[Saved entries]

•••

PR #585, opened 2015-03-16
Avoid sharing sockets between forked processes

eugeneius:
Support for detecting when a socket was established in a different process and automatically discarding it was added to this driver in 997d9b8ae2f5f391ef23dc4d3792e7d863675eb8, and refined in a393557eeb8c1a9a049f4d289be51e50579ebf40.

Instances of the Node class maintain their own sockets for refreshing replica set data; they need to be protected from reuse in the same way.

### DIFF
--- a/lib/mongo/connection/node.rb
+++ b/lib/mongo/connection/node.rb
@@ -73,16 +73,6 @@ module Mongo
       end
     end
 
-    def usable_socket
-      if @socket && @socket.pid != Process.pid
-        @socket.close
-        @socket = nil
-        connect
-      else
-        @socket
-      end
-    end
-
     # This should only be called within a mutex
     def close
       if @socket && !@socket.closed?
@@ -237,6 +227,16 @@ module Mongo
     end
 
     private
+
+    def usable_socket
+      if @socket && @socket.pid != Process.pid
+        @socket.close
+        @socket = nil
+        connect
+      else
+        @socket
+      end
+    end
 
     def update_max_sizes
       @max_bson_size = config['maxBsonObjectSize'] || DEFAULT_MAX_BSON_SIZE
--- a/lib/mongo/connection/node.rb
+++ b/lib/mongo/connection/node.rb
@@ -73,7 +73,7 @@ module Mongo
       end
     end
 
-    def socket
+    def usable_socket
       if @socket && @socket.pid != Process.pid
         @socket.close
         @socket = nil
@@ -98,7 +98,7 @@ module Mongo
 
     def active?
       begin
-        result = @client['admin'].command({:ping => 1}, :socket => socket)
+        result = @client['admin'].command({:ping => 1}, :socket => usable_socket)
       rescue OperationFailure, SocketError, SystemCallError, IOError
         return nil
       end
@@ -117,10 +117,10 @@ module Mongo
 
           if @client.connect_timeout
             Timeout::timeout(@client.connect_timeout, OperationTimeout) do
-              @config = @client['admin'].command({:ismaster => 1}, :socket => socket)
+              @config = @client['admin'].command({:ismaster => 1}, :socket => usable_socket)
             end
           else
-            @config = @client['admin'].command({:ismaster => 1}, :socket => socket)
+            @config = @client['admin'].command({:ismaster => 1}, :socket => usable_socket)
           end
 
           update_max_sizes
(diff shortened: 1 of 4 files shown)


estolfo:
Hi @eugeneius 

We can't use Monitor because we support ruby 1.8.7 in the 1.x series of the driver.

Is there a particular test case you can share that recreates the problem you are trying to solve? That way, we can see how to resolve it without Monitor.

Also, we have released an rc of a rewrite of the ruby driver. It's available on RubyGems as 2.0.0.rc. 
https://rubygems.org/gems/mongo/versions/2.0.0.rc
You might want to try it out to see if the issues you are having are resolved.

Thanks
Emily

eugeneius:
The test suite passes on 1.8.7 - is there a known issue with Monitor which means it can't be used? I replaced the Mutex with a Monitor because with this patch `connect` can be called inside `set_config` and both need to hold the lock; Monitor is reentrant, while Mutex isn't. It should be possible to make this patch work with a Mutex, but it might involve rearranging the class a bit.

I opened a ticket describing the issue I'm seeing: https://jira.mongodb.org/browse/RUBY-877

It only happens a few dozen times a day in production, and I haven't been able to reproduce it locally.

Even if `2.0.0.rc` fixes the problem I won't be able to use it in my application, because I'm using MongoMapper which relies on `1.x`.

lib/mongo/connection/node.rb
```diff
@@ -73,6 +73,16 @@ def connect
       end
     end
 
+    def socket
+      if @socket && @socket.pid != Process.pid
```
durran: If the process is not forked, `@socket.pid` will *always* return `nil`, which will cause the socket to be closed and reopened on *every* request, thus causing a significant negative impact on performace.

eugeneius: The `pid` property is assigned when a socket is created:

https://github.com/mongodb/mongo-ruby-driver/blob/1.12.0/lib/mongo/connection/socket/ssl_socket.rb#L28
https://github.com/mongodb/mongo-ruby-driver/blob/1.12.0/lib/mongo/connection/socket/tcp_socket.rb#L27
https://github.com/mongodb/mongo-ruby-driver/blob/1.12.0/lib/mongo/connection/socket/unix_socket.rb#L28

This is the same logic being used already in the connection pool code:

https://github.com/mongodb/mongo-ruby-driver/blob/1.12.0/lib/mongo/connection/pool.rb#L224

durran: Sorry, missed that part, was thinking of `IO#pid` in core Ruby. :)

•••

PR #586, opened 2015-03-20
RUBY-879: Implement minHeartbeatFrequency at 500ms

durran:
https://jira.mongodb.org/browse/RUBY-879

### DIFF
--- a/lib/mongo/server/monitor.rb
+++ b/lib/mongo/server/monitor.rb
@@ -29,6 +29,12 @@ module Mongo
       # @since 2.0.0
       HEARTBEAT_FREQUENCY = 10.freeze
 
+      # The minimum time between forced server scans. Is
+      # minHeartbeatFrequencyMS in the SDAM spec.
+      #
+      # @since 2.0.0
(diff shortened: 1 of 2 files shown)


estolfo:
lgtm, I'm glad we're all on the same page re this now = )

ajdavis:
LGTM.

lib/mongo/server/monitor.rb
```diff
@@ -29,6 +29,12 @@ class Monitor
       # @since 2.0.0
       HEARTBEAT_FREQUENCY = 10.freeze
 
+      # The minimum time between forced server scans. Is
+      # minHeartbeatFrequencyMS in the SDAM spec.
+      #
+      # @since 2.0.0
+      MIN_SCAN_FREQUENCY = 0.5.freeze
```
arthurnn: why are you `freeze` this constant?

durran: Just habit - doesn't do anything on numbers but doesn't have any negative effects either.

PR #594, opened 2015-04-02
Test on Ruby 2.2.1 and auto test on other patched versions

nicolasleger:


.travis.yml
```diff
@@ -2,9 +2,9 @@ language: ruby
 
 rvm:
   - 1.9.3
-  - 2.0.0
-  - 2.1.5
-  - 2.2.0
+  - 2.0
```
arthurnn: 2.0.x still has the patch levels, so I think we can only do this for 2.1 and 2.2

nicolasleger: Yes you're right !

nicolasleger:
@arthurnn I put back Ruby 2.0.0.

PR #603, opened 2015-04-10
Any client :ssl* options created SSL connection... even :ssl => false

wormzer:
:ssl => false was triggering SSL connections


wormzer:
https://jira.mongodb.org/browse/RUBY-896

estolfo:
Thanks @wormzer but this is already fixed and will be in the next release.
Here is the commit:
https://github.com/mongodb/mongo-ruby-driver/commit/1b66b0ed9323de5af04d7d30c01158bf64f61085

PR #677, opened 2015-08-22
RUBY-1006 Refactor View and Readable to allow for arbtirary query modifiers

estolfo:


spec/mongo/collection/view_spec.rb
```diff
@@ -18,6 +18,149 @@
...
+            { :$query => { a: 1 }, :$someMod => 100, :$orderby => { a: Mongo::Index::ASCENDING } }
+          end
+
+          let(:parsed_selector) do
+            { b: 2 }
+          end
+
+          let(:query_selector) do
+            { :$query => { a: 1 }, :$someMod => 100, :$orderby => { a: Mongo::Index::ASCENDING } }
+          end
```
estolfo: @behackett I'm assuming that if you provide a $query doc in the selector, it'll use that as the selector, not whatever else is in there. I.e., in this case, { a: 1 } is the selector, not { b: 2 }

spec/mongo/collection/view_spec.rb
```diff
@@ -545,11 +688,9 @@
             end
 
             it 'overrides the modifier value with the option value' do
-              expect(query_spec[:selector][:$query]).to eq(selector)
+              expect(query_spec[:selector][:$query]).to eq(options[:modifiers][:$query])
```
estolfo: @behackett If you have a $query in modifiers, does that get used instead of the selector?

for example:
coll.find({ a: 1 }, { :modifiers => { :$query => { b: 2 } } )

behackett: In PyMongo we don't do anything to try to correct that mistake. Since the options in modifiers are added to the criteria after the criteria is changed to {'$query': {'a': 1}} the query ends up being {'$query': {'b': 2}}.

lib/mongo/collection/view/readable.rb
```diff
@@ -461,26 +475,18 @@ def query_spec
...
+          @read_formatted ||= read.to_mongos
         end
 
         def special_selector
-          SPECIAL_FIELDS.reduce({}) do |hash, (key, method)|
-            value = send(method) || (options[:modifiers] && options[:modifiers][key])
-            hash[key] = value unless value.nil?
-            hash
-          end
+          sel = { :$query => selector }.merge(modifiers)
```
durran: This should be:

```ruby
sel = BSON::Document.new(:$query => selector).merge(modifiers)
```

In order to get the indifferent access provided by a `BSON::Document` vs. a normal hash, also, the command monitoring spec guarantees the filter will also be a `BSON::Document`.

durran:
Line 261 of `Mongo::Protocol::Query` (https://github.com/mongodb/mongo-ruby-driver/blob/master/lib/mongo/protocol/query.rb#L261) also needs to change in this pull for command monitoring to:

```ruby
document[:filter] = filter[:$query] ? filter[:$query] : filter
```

•••

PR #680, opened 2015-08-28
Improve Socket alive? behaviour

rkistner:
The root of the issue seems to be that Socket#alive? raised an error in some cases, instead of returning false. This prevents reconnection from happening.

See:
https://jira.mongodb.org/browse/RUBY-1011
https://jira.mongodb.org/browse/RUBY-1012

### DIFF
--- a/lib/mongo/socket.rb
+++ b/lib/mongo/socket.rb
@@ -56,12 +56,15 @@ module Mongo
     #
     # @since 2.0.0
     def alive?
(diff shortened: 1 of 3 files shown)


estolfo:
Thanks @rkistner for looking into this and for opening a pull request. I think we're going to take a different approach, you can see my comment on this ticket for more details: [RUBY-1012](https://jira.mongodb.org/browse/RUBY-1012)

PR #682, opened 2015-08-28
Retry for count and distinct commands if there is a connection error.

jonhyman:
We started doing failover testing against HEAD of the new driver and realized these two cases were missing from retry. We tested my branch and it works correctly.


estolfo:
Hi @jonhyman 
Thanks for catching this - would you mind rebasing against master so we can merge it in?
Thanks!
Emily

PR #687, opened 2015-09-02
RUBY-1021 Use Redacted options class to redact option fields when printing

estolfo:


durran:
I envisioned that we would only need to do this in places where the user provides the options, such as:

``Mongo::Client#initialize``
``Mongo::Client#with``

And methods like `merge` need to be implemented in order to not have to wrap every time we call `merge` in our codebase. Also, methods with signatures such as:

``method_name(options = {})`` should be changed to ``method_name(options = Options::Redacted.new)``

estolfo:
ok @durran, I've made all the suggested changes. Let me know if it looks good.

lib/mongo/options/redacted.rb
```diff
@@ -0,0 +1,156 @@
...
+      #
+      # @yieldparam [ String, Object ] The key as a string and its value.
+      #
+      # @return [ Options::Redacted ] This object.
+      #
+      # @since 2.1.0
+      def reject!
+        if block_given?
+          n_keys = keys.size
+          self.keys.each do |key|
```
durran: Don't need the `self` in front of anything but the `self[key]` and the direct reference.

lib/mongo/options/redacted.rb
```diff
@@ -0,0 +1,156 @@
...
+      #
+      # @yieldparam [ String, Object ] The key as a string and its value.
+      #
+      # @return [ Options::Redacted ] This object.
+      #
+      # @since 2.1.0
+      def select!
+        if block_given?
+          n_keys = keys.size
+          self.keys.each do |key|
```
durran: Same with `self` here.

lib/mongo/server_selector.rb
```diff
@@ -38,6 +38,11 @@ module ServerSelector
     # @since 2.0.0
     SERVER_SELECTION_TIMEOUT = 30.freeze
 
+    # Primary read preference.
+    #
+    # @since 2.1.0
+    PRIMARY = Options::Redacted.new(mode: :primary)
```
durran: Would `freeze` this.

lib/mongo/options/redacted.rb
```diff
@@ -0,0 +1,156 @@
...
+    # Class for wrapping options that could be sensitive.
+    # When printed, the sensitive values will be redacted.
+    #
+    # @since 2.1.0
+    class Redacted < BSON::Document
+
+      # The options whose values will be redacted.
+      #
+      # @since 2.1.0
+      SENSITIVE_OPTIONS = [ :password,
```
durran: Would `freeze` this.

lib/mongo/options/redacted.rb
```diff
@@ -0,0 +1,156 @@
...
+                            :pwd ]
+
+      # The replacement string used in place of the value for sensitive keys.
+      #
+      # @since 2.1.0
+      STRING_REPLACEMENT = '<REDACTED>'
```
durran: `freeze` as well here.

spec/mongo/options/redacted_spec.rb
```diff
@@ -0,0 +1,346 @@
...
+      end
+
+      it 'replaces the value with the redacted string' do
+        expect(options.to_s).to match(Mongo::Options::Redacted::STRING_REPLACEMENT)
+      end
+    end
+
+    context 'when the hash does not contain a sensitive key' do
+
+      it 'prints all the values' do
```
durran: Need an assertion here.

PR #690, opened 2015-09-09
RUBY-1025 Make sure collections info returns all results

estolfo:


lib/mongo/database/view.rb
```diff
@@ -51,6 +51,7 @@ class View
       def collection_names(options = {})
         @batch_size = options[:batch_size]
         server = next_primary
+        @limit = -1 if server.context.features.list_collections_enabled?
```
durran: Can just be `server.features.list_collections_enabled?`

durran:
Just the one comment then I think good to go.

•••

## EXERCISE PROMPT
Look back at the entries above. Retype the line with "PR #585, opened 2015-03-16", the line with "Timeout::timeout(@client.connect_timeout, OperationTimeout) do", and all lines in between.

## EXERCISE RESPONSE
PR #585, opened 2015-03-16
Avoid sharing sockets between forked processes

eugeneius:
Support for detecting when a socket was established in a different process and automatically discarding it was added to this driver in 997d9b8ae2f5f391ef23dc4d3792e7d863675eb8, and refined in a393557eeb8c1a9a049f4d289be51e50579ebf40.

Instances of the Node class maintain their own sockets for refreshing replica set data; they need to be protected from reuse in the same way.

### DIFF
--- a/lib/mongo/connection/node.rb
+++ b/lib/mongo/connection/node.rb
@@ -73,16 +73,6 @@ module Mongo
       end
     end
 
-    def usable_socket
-      if @socket && @socket.pid != Process.pid
-        @socket.close
-        @socket = nil
-        connect
-      else
-        @socket
-      end
-    end
-
     # This should only be called within a mutex
     def close
       if @socket && !@socket.closed?
@@ -237,6 +227,16 @@ module Mongo
     end
 
     private
+
+    def usable_socket
+      if @socket && @socket.pid != Process.pid
+        @socket.close
+        @socket = nil
+        connect
+      else
+        @socket
+      end
+    end
 
     def update_max_sizes
       @max_bson_size = config['maxBsonObjectSize'] || DEFAULT_MAX_BSON_SIZE
--- a/lib/mongo/connection/node.rb
+++ b/lib/mongo/connection/node.rb
@@ -73,7 +73,7 @@ module Mongo
       end
     end
 
-    def socket
+    def usable_socket
       if @socket && @socket.pid != Process.pid
         @socket.close
         @socket = nil
@@ -98,7 +98,7 @@ module Mongo
 
     def active?
       begin
-        result = @client['admin'].command({:ping => 1}, :socket => socket)
+        result = @client['admin'].command({:ping => 1}, :socket => usable_socket)
       rescue OperationFailure, SocketError, SystemCallError, IOError
         return nil
       end
@@ -117,10 +117,10 @@ module Mongo
 
           if @client.connect_timeout
             Timeout::timeout(@client.connect_timeout, OperationTimeout) do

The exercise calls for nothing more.